EXERCISE AIM
Please write out each entry below exactly as it appears.

INFORMATION SHOWN
PR #606, opened 2024-11-15
MALA for multiple elements 

RandomDefaultUser:
While some work in that respect has already been performed at the Sandia National Labs, MALA does not have full multi-element capabilities yet. This PR aims to make multi-element systems fully available within MALA. 
This includes:

- [x] Two elements (example: Barium Oxide)
  - [x] Bispectrum descriptor calculation (serial)
  - [x] Bispectrum descriptor calculation (parallel/GPU)
  - [x] Total energy evaluation
  - [x] Total energy evaluation (using the atomic density formula)
  - [x] Testing the full workflow (only that it runs, not that the predictions are good)
  - [x] Implement a way to adjust the weights through the regular MALA interface
    - [x] Make a plan to enable descriptor calculation on the fly for (bispectrum) descriptor optimization, because that could become pretty relevant
  - [x] Confirming that the models are also accurate
- [x] More then two elements (example: Barium Nitrate)
  - [x] Bispectrum descriptor calculation (serial)
  - [x] Bispectrum descriptor calculation (parallel/GPU)
  - [x] Total energy evaluation
  - [x] Total energy evaluation (using the atomic density formula)
  - [x] Testing the full workflow (only that it runs, not that the predictions are good)
  - [x] Confirming that the models are also accurate
- [x] Add tests! 

While not the same issue in and of itself, it would be prudent to also tackle core electrons/"isolated" electronic levels in the same PR. I.e., if one has a system with, e.g., electronic levels located at -14 to -12 eV (core electrons) and then the next level is at, e.g., -1 to 0 eV, than by default the LDOS contains a lot of zeros. This can be alleviated by

- [x] Implement an LDOS cutting that cuts out zeros in the middle of the LDOS
- [x] Test that the entire worklfow runs with that


RandomDefaultUser:
I just realized that the TEM will work by default, since there is only one pseudopotential path anyway. The atomic density/Gaussian equation of course has to still be tackled.

RandomDefaultUser:
I confirmed basic functionality for the two element case. The code changes so far have been minimal, but the accuracy is not yet great. That could just be because I am using a minimal example (https://github.com/mala-project/test-data/tree/multielement, Barium Oxide unit cell), or because the bispectrum descriptors need tweaking. I will investigate this further and look into the three element case.

RandomDefaultUser:
The (L)DOS splitting has been tested and I have merged the necessary code.

RandomDefaultUser:
Also on-the-fly descriptor calculation has been implemented (already in the main branch of MALA) and merged here as well.

RandomDefaultUser:
I confirmed that models can in principle be computed on copper-zirconium and some chrome vanadium oxide calculations. I added enough tests to ensure that data can be pre- and postprocessed - the training routine is the same, so we don't have to explicitly test for it. 
The only caveat is that currently, the GPU calculation of the descriptors only works if all element weights are 1.0. We will fix this in the future, for now I added a note and make sure any calculation violating this constraint breaks.

test/workflow_test.py
```diff
@@ -53,50 +99,132 @@ def test_preprocessing(self):
...
+        }
+
+        # Multiple elements only work with LAMMPS.
+        systems = (
+            ["Be", "BaO"]
+            if importlib.util.find_spec("lammps") is not None
+            else ["Be"]
+        )
+
+        for system in ["Be", "BaO"]:
```
RandomDefaultUser, line 130:
```suggestion
        for system in systems:
```

PR #607, opened 2024-11-15
Fixing tiny information loss in shuffling

RandomDefaultUser:
As detailed by @timcallow in https://github.com/mala-project/mala/issues/564, our current shuffling can lead to information loss. This occurs when one requests a number of snapshots to be shuffled such that the total number of data points may be divisible by the new number of snapshots, while the individual number of grid points per snapshot are not. 

This PR fixes this behavior by making the behavior implemented in https://github.com/mala-project/mala/pull/570 the default. I.e., snapshot shuffling now means:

COMPLETED EXERCISE
PR #606, opened 2024-11-15
MALA for multiple elements 

RandomDefaultUser:
While some work in that respect has already been performed at the Sandia National Labs, MALA does not have full multi-element capabilities yet. This PR aims to make multi-element systems fully available within MALA. 
This includes:

- [x] Two elements (example: Barium Oxide)
  - [x] Bispectrum descriptor calculation (serial)
  - [x] Bispectrum descriptor calculation (parallel/GPU)
  - [x] Total energy evaluation
  - [x] Total energy evaluation (using the atomic density formula)
  - [x] Testing the full workflow (only that it runs, not that the predictions are good)
  - [x] Implement a way to adjust the weights through the regular MALA interface
    - [x] Make a plan to enable descriptor calculation on the fly for (bispectrum) descriptor optimization, because that could become pretty relevant
  - [x] Confirming that the models are also accurate
- [x] More then two elements (example: Barium Nitrate)
  - [x] Bispectrum descriptor calculation (serial)
  - [x] Bispectrum descriptor calculation (parallel/GPU)
  - [x] Total energy evaluation
  - [x] Total energy evaluation (using the atomic density formula)
  - [x] Testing the full workflow (only that it runs, not that the predictions are good)
  - [x] Confirming that the models are also accurate
- [x] Add tests! 

While not the same issue in and of itself, it would be prudent to also tackle core electrons/"isolated" electronic levels in the same PR. I.e., if one has a system with, e.g., electronic levels located at -14 to -12 eV (core electrons) and then the next level is at, e.g., -1 to 0 eV, than by default the LDOS contains a lot of zeros. This can be alleviated by

- [x] Implement an LDOS cutting that cuts out zeros in the middle of the LDOS
- [x] Test that the entire worklfow runs with that


RandomDefaultUser:
I just realized that the TEM will work by default, since there is only one pseudopotential path anyway. The atomic density/Gaussian equation of course has to still be tackled.

RandomDefaultUser:
I confirmed basic functionality for the two element case. The code changes so far have been minimal, but the accuracy is not yet great. That could just be because I am using a minimal example (https://github.com/mala-project/test-data/tree/multielement, Barium Oxide unit cell), or because the bispectrum descriptors need tweaking. I will investigate this further and look into the three element case.

RandomDefaultUser:
The (L)DOS splitting has been tested and I have merged the necessary code.

RandomDefaultUser:
Also on-the-fly descriptor calculation has been implemented (already in the main branch of MALA) and merged here as well.

RandomDefaultUser:
I confirmed that models can in principle be computed on copper-zirconium and some chrome vanadium oxide calculations. I added enough tests to ensure that data can be pre- and postprocessed - the training routine is the same, so we don't have to explicitly test for it. 
The only caveat is that currently, the GPU calculation of the descriptors only works if all element weights are 1.0. We will fix this in the future, for now I added a note and make sure any calculation violating this constraint breaks.

test/workflow_test.py
```diff
@@ -53,50 +99,132 @@ def test_preprocessing(self):
...
+        }
+
+        # Multiple elements only work with LAMMPS.
+        systems = (
+            ["Be", "BaO"]
+            if importlib.util.find_spec("lammps") is not None
+            else ["Be"]
+        )
+
+        for system in ["Be", "BaO"]:
```
RandomDefaultUser, line 130:
```suggestion
        for system in systems:
```

PR #607, opened 2024-11-15
Fixing tiny information loss in shuffling

RandomDefaultUser:
As detailed by @timcallow in https://github.com/mala-project/mala/issues/564, our current shuffling can lead to information loss. This occurs when one requests a number of snapshots to be shuffled such that the total number of data points may be divisible by the new number of snapshots, while the individual number of grid points per snapshot are not. 

This PR fixes this behavior by making the behavior implemented in https://github.com/mala-project/mala/pull/570 the default. I.e., snapshot shuffling now means:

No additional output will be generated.